_ASSIGNED TASK_: For each line below with the word "stringify", write out a copy.

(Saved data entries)
■ ■ ■ ■ ■

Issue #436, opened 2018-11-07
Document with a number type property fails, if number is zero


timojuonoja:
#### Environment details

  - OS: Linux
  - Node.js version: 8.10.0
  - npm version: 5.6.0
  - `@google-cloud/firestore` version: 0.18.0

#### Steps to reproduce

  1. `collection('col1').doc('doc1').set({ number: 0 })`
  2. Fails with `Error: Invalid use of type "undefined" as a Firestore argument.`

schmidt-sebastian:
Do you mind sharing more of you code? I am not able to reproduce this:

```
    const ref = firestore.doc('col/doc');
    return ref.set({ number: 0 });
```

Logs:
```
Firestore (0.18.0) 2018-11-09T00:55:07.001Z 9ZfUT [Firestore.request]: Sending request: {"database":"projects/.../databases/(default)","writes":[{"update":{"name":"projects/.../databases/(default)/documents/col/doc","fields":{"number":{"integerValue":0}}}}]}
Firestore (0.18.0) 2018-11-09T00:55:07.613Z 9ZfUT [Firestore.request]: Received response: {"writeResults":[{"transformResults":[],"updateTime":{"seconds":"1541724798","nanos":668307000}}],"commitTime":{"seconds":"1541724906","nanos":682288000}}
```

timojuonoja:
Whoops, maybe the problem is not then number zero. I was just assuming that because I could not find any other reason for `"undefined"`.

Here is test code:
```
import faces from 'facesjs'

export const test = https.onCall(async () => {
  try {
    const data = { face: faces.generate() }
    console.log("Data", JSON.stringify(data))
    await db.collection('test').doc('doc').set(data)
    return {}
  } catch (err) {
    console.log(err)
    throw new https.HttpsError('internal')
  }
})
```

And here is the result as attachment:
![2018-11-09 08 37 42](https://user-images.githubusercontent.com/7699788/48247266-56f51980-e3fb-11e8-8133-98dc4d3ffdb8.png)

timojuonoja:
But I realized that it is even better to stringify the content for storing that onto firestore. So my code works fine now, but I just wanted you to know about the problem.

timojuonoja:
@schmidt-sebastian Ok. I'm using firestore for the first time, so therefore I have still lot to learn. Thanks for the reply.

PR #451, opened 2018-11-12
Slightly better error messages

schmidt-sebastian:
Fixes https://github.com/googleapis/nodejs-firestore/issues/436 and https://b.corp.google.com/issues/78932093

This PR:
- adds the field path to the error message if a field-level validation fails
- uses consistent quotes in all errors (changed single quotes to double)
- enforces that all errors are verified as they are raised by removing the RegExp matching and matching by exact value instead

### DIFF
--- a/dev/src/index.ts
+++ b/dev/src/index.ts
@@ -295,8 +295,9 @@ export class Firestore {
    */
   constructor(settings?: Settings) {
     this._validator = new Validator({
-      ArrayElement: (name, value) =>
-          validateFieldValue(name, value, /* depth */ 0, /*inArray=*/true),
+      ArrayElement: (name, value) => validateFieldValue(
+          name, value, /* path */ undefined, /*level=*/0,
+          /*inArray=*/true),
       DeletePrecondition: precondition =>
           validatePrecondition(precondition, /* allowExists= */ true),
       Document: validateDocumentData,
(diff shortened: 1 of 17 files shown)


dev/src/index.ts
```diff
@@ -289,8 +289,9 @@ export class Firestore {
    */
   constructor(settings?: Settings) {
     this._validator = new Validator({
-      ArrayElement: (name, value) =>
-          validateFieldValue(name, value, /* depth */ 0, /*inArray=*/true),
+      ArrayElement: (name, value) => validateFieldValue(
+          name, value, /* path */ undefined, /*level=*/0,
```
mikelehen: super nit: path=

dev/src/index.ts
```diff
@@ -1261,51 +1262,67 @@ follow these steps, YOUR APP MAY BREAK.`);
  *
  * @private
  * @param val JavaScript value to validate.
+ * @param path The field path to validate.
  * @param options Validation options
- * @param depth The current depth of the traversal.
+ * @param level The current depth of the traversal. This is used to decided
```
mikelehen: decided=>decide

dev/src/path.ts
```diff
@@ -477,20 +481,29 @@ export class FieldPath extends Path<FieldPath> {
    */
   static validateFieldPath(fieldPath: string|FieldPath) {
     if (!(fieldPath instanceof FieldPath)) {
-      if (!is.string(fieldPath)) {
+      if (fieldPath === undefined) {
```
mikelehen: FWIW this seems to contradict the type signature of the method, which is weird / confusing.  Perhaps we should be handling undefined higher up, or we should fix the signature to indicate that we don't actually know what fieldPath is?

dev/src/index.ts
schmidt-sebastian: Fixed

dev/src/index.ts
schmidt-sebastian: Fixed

■ ■ ■ ■ ■

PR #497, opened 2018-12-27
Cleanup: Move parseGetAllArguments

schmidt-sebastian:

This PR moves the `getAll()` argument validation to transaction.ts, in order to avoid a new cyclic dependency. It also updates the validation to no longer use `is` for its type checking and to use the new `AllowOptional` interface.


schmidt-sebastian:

■ ■ ■ ■ ■

_TASK OUTPUT_:
    console.log("Data", JSON.stringify(data))
But I realized that it is even better to stringify the content for storing that onto firestore. So my code works fine now, but I just wanted you to know about the problem.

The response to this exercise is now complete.